A string of mass 2000g and length 100metres is under tension of 150N. (i)  Determine the linear density of the string (iii) Velocity of wave in the stringa.0.02N/M (ii) 0.866m/sb.0.03N/M (ii) 8.86m/sc.0.2N/M (ii) 0.866m/sd.0.02N/M (ii) 8.00m/se.0.4N/M (ii) 8.00m/sf.0.4N/M (ii) 0.0866m/s

To determine the linear density of the string, we can use the formula:

Linear density (μ) = mass (m) / length (L)

Given that the mass of the string is 2000g and the length is 100 meters, we can substitute these values into the formula:

μ = 2000g / 100m

Simplifying this equation, we get:

μ = 20g/m

Therefore, the linear density of the string is 20g/m.

To determine the velocity of the wave in the string, we can use the formula:

Velocity (v) = √(tension (T) / linear density (μ))

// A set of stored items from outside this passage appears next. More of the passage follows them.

PR #1790, opened 2020-12-03
Prevent false positives for pages whose CSP cannot be checked

juliettepretot:
# Checklist

      construction.

### DIFF
--- a/chrome_extension/background.js
+++ b/chrome_extension/background.js
@@ -19,10 +19,18 @@
 const GREEN_ICON_PATH = './icon-green.png';
 const RED_ICON_PATH = './icon-red.png';
 
-const isUsingDesiredCspPerTab = new Map();
+// Map of tabs that are applying the desired CSP. The key is the `tabId`, the
+// value is the specific `url` that applies them. Keeping track of the URL is
+// necessary since administrators can block access to the `chrome.webRequest`
+// API used to check CSP on a per page basis. Without checking that the URL
+// matches, a user could navigate from a secure page to a potentially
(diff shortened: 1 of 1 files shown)


chrome_extension/background.js
```diff
@@ -19,21 +19,31 @@
 const GREEN_ICON_PATH = './icon-green.png';
 const RED_ICON_PATH = './icon-red.png';
 
-const isUsingDesiredCspPerTab = new Map();
+// Map of tabs that are applying the desired CSP. The key is the `tabId`, the
+// value is the specific `url` that applies them. Keeping track of the URL is
+// necessary since administrators can block access to the `chrome.webRequest`
+// API used to check CSP on a per page basis. Without checking that the URL
+// matches, a user could navigate from a secure page to a potentially
```
conradgrobler, line 26: How does the user navigate to a different page?

Is it only if the user types a URL in the address bar, or can a user click on a link to also navigate or is this blocked by the CSP?

conradgrobler (approved):
Interesting case.

chrome_extension/background.js
juliettepretot: For this case form of navigation works, clicking a bookmark, typing a URL etc. As long as it is in the same tab.

tiziano88 (approved):

chrome_extension/background.js
juliettepretot: RE disabling in page navigation, it prevents some, unfortunately not all. I created an issue to tackle this: https://github.com/project-oak/oak/issues/1792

Given that the tension in the string is 150N and the linear density is 20g/m, we can substitute these values into the formula:

v = √(150N / 20g/m)

Simplifying this equation, we get:

v = √(7.5 N/g)

Calculating the square root of 7.5 N/g, we find:

v ≈ 2.74 m/s

Therefore, the velocity of the wave in the string is approximately 2.74 m/s.

So, the correct answer is (ii) 0.866 m/s.